» What needs to be done
Each record below should be written out again exactly as given.

__________

PR #366, opened 2020-11-21
fix(otlp): propagate Resource from Span to proto

lucacasonato:
Previously `with_resource` had no effect, because the keys were not being propagated into the ResourceSpan.﻿

### DIFF
--- a/opentelemetry-otlp/src/transform/traces.rs
+++ b/opentelemetry-otlp/src/transform/traces.rs
@@ -56,9 +56,16 @@ impl From<Link> for Span_Link {
 
 impl From<SpanData> for ResourceSpans {
     fn from(source_span: SpanData) -> Self {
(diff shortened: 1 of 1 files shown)


opentelemetry-otlp/src/transform/traces.rs
```diff
@@ -56,9 +56,16 @@ impl From<Link> for Span_Link {
 
 impl From<SpanData> for ResourceSpans {
     fn from(source_span: SpanData) -> Self {
+        let resource_attributes: Attributes = source_span
+            .resource
+            .clone()
```
jtescher, line 61: I don't believe this clone is necessary

jtescher (changes requested):
@lucacasonato thanks! just one small comment

jtescher (approved):

PR #367, opened 2020-11-21
feat(otlp): add openssl feature flags for grpcio

lucacasonato:
`grpcio` has an `openssl` and `openssl-vendored` feature to use `openssl` instead of `boringssl`. This PR exposes these features through an `openssl` and `openssl-vendored` feature﻿ in `opentelemetry-otlp`.


jtescher (changes requested):
Looks good, can we add the feature flag docs to lib.rs as well for consistency?

TommyCpp (approved):

jtescher:
Looks like just a `cargo fmt` issue remaining

jtescher (approved):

__________

» Exercise solution
PR #366, opened 2020-11-21
fix(otlp): propagate Resource from Span to proto

lucacasonato:
Previously `with_resource` had no effect, because the keys were not being propagated into the ResourceSpan.﻿

### DIFF
--- a/opentelemetry-otlp/src/transform/traces.rs
+++ b/opentelemetry-otlp/src/transform/traces.rs
@@ -56,9 +56,16 @@ impl From<Link> for Span_Link {
 
 impl From<SpanData> for ResourceSpans {
     fn from(source_span: SpanData) -> Self {
(diff shortened: 1 of 1 files shown)


opentelemetry-otlp/src/transform/traces.rs
```diff
@@ -56,9 +56,16 @@ impl From<Link> for Span_Link {
 
 impl From<SpanData> for ResourceSpans {
     fn from(source_span: SpanData) -> Self {
+        let resource_attributes: Attributes = source_span
+            .resource
+            .clone()
```
jtescher, line 61: I don't believe this clone is necessary

jtescher (changes requested):
@lucacasonato thanks! just one small comment

jtescher (approved):

PR #367, opened 2020-11-21
feat(otlp): add openssl feature flags for grpcio

lucacasonato:
`grpcio` has an `openssl` and `openssl-vendored` feature to use `openssl` instead of `boringssl`. This PR exposes these features through an `openssl` and `openssl-vendored` feature﻿ in `opentelemetry-otlp`.


jtescher (changes requested):
Looks good, can we add the feature flag docs to lib.rs as well for consistency?

TommyCpp (approved):

jtescher:
Looks like just a `cargo fmt` issue remaining

jtescher (approved):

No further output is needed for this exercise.